[Items from a data source]
PR #6390, opened 2025-04-18
Remove `development` env var for CI version of snapshot npm command

franknoirot:
I want to see if it helps with performance of these tests, and if it makes the `fixme`s in the snapshot tests be honored.

Someone can let me know if this environment variable is there for a reason on the snapshot tests, but I noticed that our standard E2E test suite has different commands variants for each platform, one with `:local` that includes this env var and another that doesn't, which is the one used in CI.

### DIFF
--- a/package.json
+++ b/package.json
@@ -132,7 +132,8 @@
     "tronb:package:prod": "npm run tronb:vite:prod && electron-builder --config electron-builder.yml --publish always",
     "test-setup": "npm install && npm run build:wasm",
     "test": "vitest --mode development",
-    "test:snapshots": "PLATFORM=web NODE_ENV=development playwright test --config=playwright.config.ts --grep=@snapshot --trace=on --shard=1/1",
+    "test:snapshots": "PLATFORM=web playwright test --config=playwright.config.ts --grep=@snapshot --trace=on --shard=1/1",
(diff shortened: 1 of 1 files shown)


package.json
```diff
@@ -132,7 +132,8 @@
     "tronb:package:prod": "npm run tronb:vite:prod && electron-builder --config electron-builder.yml --publish always",
     "test-setup": "npm install && npm run build:wasm",
     "test": "vitest --mode development",
-    "test:snapshots": "PLATFORM=web NODE_ENV=development playwright test --config=playwright.config.ts --grep=@snapshot --trace=on --shard=1/1",
+    "test:snapshots": "PLATFORM=web playwright test --config=playwright.config.ts --grep=@snapshot --trace=on --shard=1/1",
+    "test:snapshots:local": "PLATFORM=web NODE_ENV=development playwright test --config=playwright.config.ts --grep=@snapshot --trace=on --shard=1/1",
```
jacebrowning, line 136: Assuming we actually need to set `NODE_ENV` at all, would this be more maintainable?

```suggestion
    "test:snapshots:local": "NODE_ENV=development npm run test:snapshots",
```

franknoirot: You're super right, thanks I'll commit this once the first run completes

franknoirot: 2 failures, but very different failures from the other branch, this is promising!

franknoirot:
No impact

Exercise requirements: Your response should be each line that includes the word "different", copied from the records.

Output for this task:
Someone can let me know if this environment variable is there for a reason on the snapshot tests, but I noticed that our standard E2E test suite has different commands variants for each platform, one with `:local` that includes this env var and another that doesn't, which is the one used in CI.
franknoirot: 2 failures, but very different failures from the other branch, this is promising!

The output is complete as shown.